Compute the mathematically optimal bet size for compounding bankroll growth based on your edge and odds. The Kelly Criterion balances aggressive growth against bankruptcy risk — bet too small and you give up compounding; bet too large and variance can wipe out the bankroll before edge materializes.
The Kelly formula
Kelly Criterion: f* = (bp − q) / b, where:
- f* = optimal fraction of bankroll to wager
- b = decimal odds minus 1 (the profit per unit staked if win)

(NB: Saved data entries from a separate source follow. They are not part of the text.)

PR #291, opened 2019-11-18
Fixes #28281 - no spinner on non-tty output

lzap:
When the tool is executed with redirected output (to a pipe or a file) the spinner thing makes thing terrible and unreadable. The process should detect if it's running a tty and then avoid spinning (e.g. when executed from cron).

Reproducer:

    foreman-maintain service status > /tmp/test.log

See the ^M characeters in the log file. If the action takes a lot of time (e.g. restart) there will be a lots of these.

### DIFF
--- a/lib/foreman_maintain/reporter/cli_reporter.rb
+++ b/lib/foreman_maintain/reporter/cli_reporter.rb
@@ -16,7 +16,6 @@ module ForemanMaintain
           @spinner_chars = %w[| / - \\]
           @current_line = ''
           @puts_needed = false
-          start_spinner
         end
 
         def update(line)
@@ -42,8 +41,6 @@ module ForemanMaintain
           end
         end
 
-        private
-
         def start_spinner
           @thread = Thread.new do
             loop do
@@ -52,6 +49,8 @@ module ForemanMaintain
             end
           end
         end
+
+        private
 
         def spin
           @mutex.synchronize do
@@ -80,6 +79,7 @@ module ForemanMaintain
         @line_char = '-'
         @cell_char = '|'
         @spinner = Spinner.new(self)
+        @spinner.start_spinner if @stdout.tty?
         @last_line = ''
       end
 


mbacovsky:
@lzap thanks for the patch. LGTM!
@jameerpathan111, could you please confirm the suggested change does not have any unwanted effect in our automation?

jameerpathan111:
> @lzap thanks for the patch. LGTM!
> @jameerpathan111, could you please confirm the suggested change does not have any unwanted effect in our automation?

Sorry for late reply, I will look into this.

jameerpathan111:
@mbacovsky @lzap I can still see the ^M characeters in the test.log file 
I have run `foreman-maintain service status > /tmp/test.log`.

lzap:
This patch does not remove all of them, just those which were generated via the spinner. So many of them. Can you paste the output tho?

kgaikwad:
> This patch does not remove all of them, just those which were generated via the spinner. So many of them. Can you paste the output tho?
@jameerpathan111, could you please share the output here?

jameerpathan111:
@kgaikwad 
Attaching the output of `foreman-maintain service status > /tmp/test.log` using this PR.
[fm_pr_291.log](https://github.com/theforeman/foreman_maintain/files/4521707/fm_pr_291.log)

lzap:
The text looks quite readable now, I mean there are few leftovers but it's not polluted with ^M^M^M^M.

I don't see a reason why not to merge it, unless it breaks something in your tests.

jameerpathan111:
> The text looks quite readable now, I mean there are few leftovers but it's not polluted with ^M^M^M^M.
> I don't see a reason why not to merge it, unless it breaks something in your tests.

yeah, it doesn't break anything. We can ignore few of ^M characters.

kgaikwad:
Sorry for the delay @lzap. Merging this patch.

kgaikwad:
Thank you @lzap and @jameerpathan111.

jameerpathan111:
@lzap @kgaikwad with and without pr change it is showing almost same ^M chars. Just few of them are removed. :(

kgaikwad:
@jameerpathan111 - As long as no any unwanted failure in automation or tests, I guess that's fine.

- p = your probability of winning
- q = your probability of losing (1 − p)
Example: Bet at +150 (decimal 2.50, b = 1.5). You estimate 50% probability of winning. Kelly = (1.5 × 0.5 − 0.5) / 1.5 = 0.25 / 1.5 = 16.67%. Stake 16.67% of bankroll on this bet.

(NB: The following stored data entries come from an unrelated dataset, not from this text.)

PR #292, opened 2019-11-21
Add support for dynflow_sidekiq

adamruzicka:
Still WIP, opening in current state for visibility

### DIFF
--- a/definitions/features/dynflow_sidekiq.rb
+++ b/definitions/features/dynflow_sidekiq.rb
@@ -5,32 +5,35 @@ class Features::DynflowSidekiq < ForemanMaintain::Feature
     confine do
       server? && find_package('foreman-dynflow-sidekiq')
     end
+  end
 
-    def services
-      service_names.map { |service| system_service service, instance_priority(service) }
+  def services
+    service_names.map { |service| system_service service, instance_priority(service) }
+  end
+
+  def config_files
+    # Workaround until foreman-installer can deploy scaled workers
+    service_symlinks = configured_services.map do |service|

If Kelly suggests a negative number, the bet is -EV — don't take it. The calculator above clamps negative Kelly to zero.
Why fractional Kelly is usually correct
Full Kelly maximizes long-run geometric bankroll growth, but at substantial short-term variance. A 50% bankroll drawdown is mathematically possible — and emotionally devastating — even when betting at full Kelly with positive edge.
Fractional Kelly (typically 0.25 to 0.5 of full Kelly) sacrifices some long-run growth for substantially reduced variance. Half-Kelly captures roughly 75% of full-Kelly growth with 50% of full-Kelly variance.

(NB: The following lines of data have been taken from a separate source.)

PR #293, opened 2019-11-22
Fixes #28337 - Move qpid backup to katello feature

chris1984:
@johnpmitsch here is the pr to fix the qpid issue that is causing sat-clone to fail.

@mbacovsky I moved qpid backup to katello instead of pulp. Should we put it in the Candlepin feature instead or is katello fine? Read more on the issue to see the reasoning.

### DIFF
--- a/definitions/features/katello.rb
+++ b/definitions/features/katello.rb
@@ -32,7 +32,11 @@ class Features::Katello < ForemanMaintain::Feature
       '/etc/sysconfig/tomcat*',
       '/etc/tomcat*',
       '/var/lib/candlepin',
-      '/usr/share/foreman/bundler.d/katello.rb'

Practical recommendation: most retail bettors should use 0.25-0.5 Kelly. Full Kelly is mathematically optimal but emotionally unsustainable for most. Conservative bettors benefit from fractional Kelly's smoother bankroll trajectory.
Worked Kelly example
You estimate the Bills are 56% to cover -3 against the Patriots. The market is at -110 (decimal 1.909, b = 0.909). Your bankroll is $5,000.
Full Kelly: f* = (0.909 × 0.56 − 0.44) / 0.909 = (0.509 − 0.44) / 0.909 = 7.6%.
Full Kelly stake: $5,000 × 7.6% = $380.
Half Kelly stake: $190.
Quarter Kelly stake: $95.
If your edge estimate (56% true probability) is correct, full Kelly produces fastest long-term bankroll growth. If you're overconfident — say true probability is 53% not 56% — full Kelly massively over-bets. Quarter Kelly compensates for probability estimation error.
Common Kelly mistakes
- Using full Kelly without testing edge accuracy. Full Kelly assumes perfect probability estimation. Most retail bettors overestimate edge. Quarter Kelly is far safer.
- Ignoring correlation across bets. Kelly assumes independent bets. If you have multiple correlated +EV bets (e.g., multiple legs on the same NFL game), summing individual Kelly stakes overstates total exposure.
- Not adjusting for parlays. Parlay Kelly is a separate calculation: treat the parlay as a single bet with combined probability and combined odds.
- Forgetting to recompute after wins/losses. Kelly is bankroll-relative. After a 20% bankroll drawdown, your stake size should drop 20% even if Kelly fraction stays the same.
Frequently asked questions
What is the Kelly Criterion?
A formula for computing optimal bet sizing: f* = (bp - q) / b. It balances expected growth against variance, producing the bankroll fraction that maximizes long-term compounding given your estimated edge.
Should I use full Kelly?
Most bettors should use fractional Kelly (0.25-0.5x full). Full Kelly maximizes long-term growth but at painful short-term variance. Half-Kelly captures ~75% of full-Kelly growth with 50% of variance.
What if Kelly suggests negative?
Don't take the bet. Negative Kelly means -EV — the offered odds price you against your probability estimate. Negative results clamp to zero in our calculator.
How accurate must my probability estimate be?
Reasonably accurate, especially with full Kelly. If your edge estimate is off by 30%+, full Kelly massively over-bets and risks bankroll destruction. Fractional Kelly is more forgiving of estimation error.
How does Kelly relate to EV?
EV tells you whether to bet (positive = yes). Kelly tells you how much. Use both together: filter for +EV opportunities, size with Kelly.
What's the difference between Kelly and unit sizing?
Unit sizing uses fixed dollar amounts regardless of edge. Kelly scales stake with edge size — bigger edge = bigger stake. Kelly is more efficient mathematically but requires accurate probability estimation.
Can I use Kelly for parlays?
Yes, but treat the parlay as a single bet. Compute combined probability (multiply leg probabilities, assuming independence) and combined odds. Apply Kelly to the parlay's combined edge and odds.
How does drawdown work under Kelly?
Full Kelly produces 50%+ drawdowns regularly even with positive edge. Half-Kelly drawdowns max at ~30%. Quarter-Kelly drawdowns max at ~15%. The trade-off is long-term growth speed.